TASK DETAILS: Within the entries below, find every line that has the string "github", then copy it.

Stored items
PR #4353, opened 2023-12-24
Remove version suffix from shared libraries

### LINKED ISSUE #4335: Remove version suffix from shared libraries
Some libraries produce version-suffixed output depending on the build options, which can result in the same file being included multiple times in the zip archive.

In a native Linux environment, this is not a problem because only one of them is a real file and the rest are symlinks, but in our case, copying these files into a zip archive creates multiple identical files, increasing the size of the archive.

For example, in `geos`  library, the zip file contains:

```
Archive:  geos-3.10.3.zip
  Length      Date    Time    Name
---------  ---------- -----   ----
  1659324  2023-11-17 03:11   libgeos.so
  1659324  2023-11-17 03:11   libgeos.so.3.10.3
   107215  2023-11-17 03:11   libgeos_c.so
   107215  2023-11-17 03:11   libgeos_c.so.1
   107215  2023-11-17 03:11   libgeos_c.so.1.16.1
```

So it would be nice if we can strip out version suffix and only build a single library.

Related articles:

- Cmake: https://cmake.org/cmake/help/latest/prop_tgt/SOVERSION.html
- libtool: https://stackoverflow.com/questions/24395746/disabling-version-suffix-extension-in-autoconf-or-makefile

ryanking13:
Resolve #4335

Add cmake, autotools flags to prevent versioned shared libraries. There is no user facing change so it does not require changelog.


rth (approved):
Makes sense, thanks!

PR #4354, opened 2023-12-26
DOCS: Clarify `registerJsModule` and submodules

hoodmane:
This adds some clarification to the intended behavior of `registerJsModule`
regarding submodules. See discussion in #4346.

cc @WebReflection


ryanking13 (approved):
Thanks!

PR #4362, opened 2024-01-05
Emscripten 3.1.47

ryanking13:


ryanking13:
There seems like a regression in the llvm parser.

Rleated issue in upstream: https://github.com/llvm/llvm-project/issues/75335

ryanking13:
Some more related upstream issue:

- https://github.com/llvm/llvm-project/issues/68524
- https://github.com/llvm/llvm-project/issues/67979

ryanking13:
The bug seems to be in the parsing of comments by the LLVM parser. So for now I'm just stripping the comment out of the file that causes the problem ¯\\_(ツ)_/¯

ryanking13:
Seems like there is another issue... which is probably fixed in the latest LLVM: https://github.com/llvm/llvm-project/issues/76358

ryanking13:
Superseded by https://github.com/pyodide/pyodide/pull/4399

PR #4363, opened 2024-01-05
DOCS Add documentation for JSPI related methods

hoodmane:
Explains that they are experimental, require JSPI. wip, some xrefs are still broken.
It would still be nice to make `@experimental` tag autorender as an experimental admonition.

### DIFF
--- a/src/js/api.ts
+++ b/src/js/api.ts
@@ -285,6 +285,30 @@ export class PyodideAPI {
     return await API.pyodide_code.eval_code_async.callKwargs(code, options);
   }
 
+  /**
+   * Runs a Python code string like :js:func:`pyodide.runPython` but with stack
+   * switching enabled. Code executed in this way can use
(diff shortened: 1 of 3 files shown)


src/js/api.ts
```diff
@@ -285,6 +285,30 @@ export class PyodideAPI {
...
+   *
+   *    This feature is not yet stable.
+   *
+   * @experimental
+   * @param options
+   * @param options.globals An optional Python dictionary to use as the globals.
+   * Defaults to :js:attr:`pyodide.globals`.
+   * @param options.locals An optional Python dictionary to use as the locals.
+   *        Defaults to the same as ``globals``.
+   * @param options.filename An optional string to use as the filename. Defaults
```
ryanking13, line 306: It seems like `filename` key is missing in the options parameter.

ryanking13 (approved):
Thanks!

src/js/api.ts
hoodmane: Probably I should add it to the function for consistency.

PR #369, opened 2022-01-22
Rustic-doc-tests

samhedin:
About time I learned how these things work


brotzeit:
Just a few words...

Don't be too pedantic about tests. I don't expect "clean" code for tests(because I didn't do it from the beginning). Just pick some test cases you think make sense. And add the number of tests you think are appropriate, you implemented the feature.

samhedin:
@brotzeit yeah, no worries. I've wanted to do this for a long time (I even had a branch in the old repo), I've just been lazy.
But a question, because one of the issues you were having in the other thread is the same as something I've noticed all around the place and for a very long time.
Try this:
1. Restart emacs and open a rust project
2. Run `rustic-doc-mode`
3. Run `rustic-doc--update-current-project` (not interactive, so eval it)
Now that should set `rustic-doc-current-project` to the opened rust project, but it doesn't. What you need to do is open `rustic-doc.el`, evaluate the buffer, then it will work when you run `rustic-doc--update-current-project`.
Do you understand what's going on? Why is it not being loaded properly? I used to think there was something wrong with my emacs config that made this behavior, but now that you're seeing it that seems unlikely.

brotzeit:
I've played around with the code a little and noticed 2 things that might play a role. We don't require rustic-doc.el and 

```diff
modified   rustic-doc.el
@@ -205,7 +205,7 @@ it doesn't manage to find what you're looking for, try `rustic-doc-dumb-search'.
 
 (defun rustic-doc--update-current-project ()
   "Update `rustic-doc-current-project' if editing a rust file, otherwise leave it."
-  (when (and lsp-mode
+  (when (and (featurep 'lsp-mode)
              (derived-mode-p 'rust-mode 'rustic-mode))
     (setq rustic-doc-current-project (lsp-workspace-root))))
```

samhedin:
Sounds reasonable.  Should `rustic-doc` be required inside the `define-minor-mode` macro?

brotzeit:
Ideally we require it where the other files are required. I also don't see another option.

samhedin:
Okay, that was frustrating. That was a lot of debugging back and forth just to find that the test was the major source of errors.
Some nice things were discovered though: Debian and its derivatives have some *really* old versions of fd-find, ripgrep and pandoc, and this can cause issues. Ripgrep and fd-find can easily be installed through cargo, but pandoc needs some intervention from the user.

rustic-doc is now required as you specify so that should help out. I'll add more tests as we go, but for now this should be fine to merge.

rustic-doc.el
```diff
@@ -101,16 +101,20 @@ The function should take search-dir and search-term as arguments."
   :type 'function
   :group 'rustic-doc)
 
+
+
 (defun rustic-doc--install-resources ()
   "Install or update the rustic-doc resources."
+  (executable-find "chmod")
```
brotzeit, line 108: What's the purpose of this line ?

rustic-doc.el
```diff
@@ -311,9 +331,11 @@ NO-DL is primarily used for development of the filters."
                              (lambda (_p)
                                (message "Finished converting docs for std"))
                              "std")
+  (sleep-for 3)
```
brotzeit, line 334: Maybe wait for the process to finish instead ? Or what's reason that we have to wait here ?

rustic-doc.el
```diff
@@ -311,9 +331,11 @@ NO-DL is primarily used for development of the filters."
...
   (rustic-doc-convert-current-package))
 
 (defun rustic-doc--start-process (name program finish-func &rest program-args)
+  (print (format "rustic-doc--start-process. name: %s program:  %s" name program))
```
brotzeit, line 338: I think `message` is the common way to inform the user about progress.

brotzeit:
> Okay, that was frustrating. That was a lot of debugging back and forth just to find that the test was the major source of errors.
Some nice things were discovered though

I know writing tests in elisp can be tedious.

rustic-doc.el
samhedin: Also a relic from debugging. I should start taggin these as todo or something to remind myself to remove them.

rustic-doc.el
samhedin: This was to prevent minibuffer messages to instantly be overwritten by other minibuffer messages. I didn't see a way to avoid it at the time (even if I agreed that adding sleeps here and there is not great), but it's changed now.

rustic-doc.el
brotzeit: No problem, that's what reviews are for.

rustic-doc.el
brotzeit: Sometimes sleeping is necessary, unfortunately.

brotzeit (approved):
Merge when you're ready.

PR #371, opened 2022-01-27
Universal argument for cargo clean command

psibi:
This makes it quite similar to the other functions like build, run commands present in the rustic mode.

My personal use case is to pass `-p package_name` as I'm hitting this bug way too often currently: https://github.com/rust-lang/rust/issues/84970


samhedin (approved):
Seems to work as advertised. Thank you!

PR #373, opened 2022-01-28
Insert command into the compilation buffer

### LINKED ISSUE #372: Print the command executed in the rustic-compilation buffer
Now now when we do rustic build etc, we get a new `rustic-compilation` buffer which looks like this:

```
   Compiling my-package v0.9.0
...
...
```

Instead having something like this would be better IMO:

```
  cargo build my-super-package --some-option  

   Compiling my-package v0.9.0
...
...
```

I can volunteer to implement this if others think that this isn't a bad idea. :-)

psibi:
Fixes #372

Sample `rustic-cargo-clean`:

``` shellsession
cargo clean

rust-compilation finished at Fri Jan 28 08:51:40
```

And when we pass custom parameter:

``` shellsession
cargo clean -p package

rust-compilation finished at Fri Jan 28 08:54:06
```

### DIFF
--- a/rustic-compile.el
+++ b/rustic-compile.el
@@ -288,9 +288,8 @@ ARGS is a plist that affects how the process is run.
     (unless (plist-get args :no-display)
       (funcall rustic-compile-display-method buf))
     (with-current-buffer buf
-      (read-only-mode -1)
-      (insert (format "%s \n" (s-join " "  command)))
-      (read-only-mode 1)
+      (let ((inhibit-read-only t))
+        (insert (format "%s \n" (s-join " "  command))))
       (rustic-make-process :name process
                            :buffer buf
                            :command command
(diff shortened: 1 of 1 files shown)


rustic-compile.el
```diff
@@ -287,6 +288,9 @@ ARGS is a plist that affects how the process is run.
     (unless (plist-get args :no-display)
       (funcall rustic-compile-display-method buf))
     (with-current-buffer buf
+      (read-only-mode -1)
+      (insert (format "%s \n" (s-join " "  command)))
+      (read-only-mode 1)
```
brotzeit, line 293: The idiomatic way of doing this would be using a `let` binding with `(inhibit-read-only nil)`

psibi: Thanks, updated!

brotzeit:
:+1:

WRITTEN RESPONSE:
Rleated issue in upstream: https://github.com/llvm/llvm-project/issues/75335
- https://github.com/llvm/llvm-project/issues/68524
- https://github.com/llvm/llvm-project/issues/67979
Seems like there is another issue... which is probably fixed in the latest LLVM: https://github.com/llvm/llvm-project/issues/76358
Superseded by https://github.com/pyodide/pyodide/pull/4399
My personal use case is to pass `-p package_name` as I'm hitting this bug way too often currently: https://github.com/rust-lang/rust/issues/84970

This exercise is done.